Warum ist diese Unterscheidung hilfreich?

Führungskräfte streben eine optimale Besetzung Ihrer Stellen an. Daher tendieren sie dazu, in WUNSCH-Kategorien zu denken. Diese Wünsche sind jedoch anhand der Realität zu relativieren. Nicht jeder Wunschkandidat ist auch erreichbar und/oder verfügbar. Es empfiehlt sich, diesen Konflikt elegant zu umschiffen. Möglich ist dies dadurch, sowohl das WUNSCH- wie auch das MUSS-Niveau zu dokumentierten. Vereinbart wird im Anschluss, dass alle Beteiligten sich bemühen, das WUNSCH-Niveau zu erreichen, im Minimum jedoch das MUSS-Niveau ausreichen würde.

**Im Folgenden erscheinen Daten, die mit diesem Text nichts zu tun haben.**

PR #3526, opened 2022-11-25
feat(CL): add bank sends to positions

czarcas7ic:
Closes: #XXX

As part of an offline conversation, we agreed to remove the BankSend logic from [this PR](https://github.com/osmosis-labs/osmosis/pull/3497) and create a separate PR for it. This PR introduces the BankSend logic for creating and leaving a position.

### DIFF
--- a/x/concentrated-liquidity/lp.go
+++ b/x/concentrated-liquidity/lp.go
@@ -56,6 +56,12 @@ func (k Keeper) createPosition(ctx sdk.Context, poolId uint64, owner sdk.AccAddr
 		return sdk.Int{}, sdk.Int{}, sdk.Dec{}, types.InsufficientLiquidityCreatedError{Actual: actualAmount1, Minimum: amount1Min}
 	}
 
+	// send deposit amount from position owner to pool
+	err = k.sendCoinsBetweenPoolAndUser(cacheCtx, pool.GetToken0(), pool.GetToken1(), actualAmount0, actualAmount1, owner, pool.GetAddress())
+	if err != nil {
+		return sdk.Int{}, sdk.Int{}, sdk.Dec{}, err
+	}
+
 	// only persist updates if amount validation passed.
 	writeCacheCtx()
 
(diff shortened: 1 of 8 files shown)


x/concentrated-liquidity/lp.go
```diff
@@ -147,3 +164,19 @@ func (k Keeper) updatePosition(ctx sdk.Context, poolId uint64, owner sdk.AccAddr
 	// The returned amounts are rounded down to avoid returning more to clients than they actually deposited.
 	return actualAmount0.TruncateInt(), actualAmount1.TruncateInt(), nil
 }
+
+func (k Keeper) sendCoinsBetweenPoolAndUser(ctx sdk.Context, denom0, denom1 string, amount0, amount1 sdk.Int, sender, receiver sdk.AccAddress) error {
```
p0mvn, line 168: godoc and tests please

p0mvn (commented):
Nice work! Looks great to me once godoc and tests added!

x/concentrated-liquidity/lp_test.go
```diff
@@ -276,3 +278,108 @@ func mergeConfigs(dst *lpTest, overwrite *lpTest) {
...
+		"only asset0 is greater than sender has, position creation (user to pool)": {
+			coin0:       sdk.NewCoin("eth", sdk.NewInt(100000000000000)),
+			coin1:       sdk.NewCoin("usdc", sdk.NewInt(1000000)),
+			expectError: true,
+		},
+		// "only asset1 is greater than sender has, position creation (user to pool)": {
+		// 	coin0:       sdk.NewCoin("eth", sdk.NewInt(1000000)),
+		// 	coin1:       sdk.NewCoin("usdc", sdk.NewInt(100000000000000)),
+		// 	expectError: true,
+		// },
```
czarcas7ic, line 311: for some reason, everything works as expected but this...

if the second asset is too large, we end up BankSending the coin0 but not coin1...

czarcas7ic: Actually, I suppose this makes sense. While this test case will be odd and show a partial send, it wouldn't actually get committed and would get reverted due to the error right? Yeah I guess for error cases I should just not check the resulting amounts

p0mvn (approved):
Great work! I'm good with merging this now (before merge to `main` is complete)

Genauigkeit in der Beschreibung

Bei der Erarbeitung eines Anforderungsprofils tendieren wenig Geübte dazu, Anforderungen nur sehr oberflächlich zu beschreiben und mit „Worthülsen“ zu agieren. Begriffe wie „teamfähig“, „belastbar“, „flexibel“ sind Dauerbrenner.  Das Problem dabei: sie tragen zwar eine inhaltliche Botschaft an die Zielgruppe, helfen uns jedoch weder bei einer Vorauswahl bzw. Filterung (welcher Bewerber beschreibt sich schon selbst nicht als teamfähig, belastbar und flexibel?) noch im Auswahlprozess. Was sollte im Auswahlprozess überprüft werden, wenn z.B. die Anforderung „Flexibilität“ thematisiert werden soll? Ist es die Flexibilität, in einem Arbeitsteam je nach Bedarf unterschiedliche Arbeitsplätze einzunehmen? Ist es die Flexibilität, an unterschiedlichen Standorten des Unternehmens eingesetzt werden zu können oder ist es die Flexibilität, zu unterschiedliche Arbeitszeiten eingesetzt werden zu können? Genauso verhält es sich mit anderen Anforderungsfamilien wie „Belastbarkeit“ etc.

Gefordert ist daher eine Beschreibung, die so detailliert, klar und überprüfbar wie möglich ist. Dies fällt bei den Anforderungskategorien „Ausbildung“ und „Berufserfahrung“ wesentlich leichter, als bei fachlichen, sozialen oder persönlichen Kompetenzen.

Anzahl der Anforderungen

Ein weiterer Gradmesser für die Qualität eines Anforderungsprofils ist die Handhabbarkeit der Anzahl der Anforderungen.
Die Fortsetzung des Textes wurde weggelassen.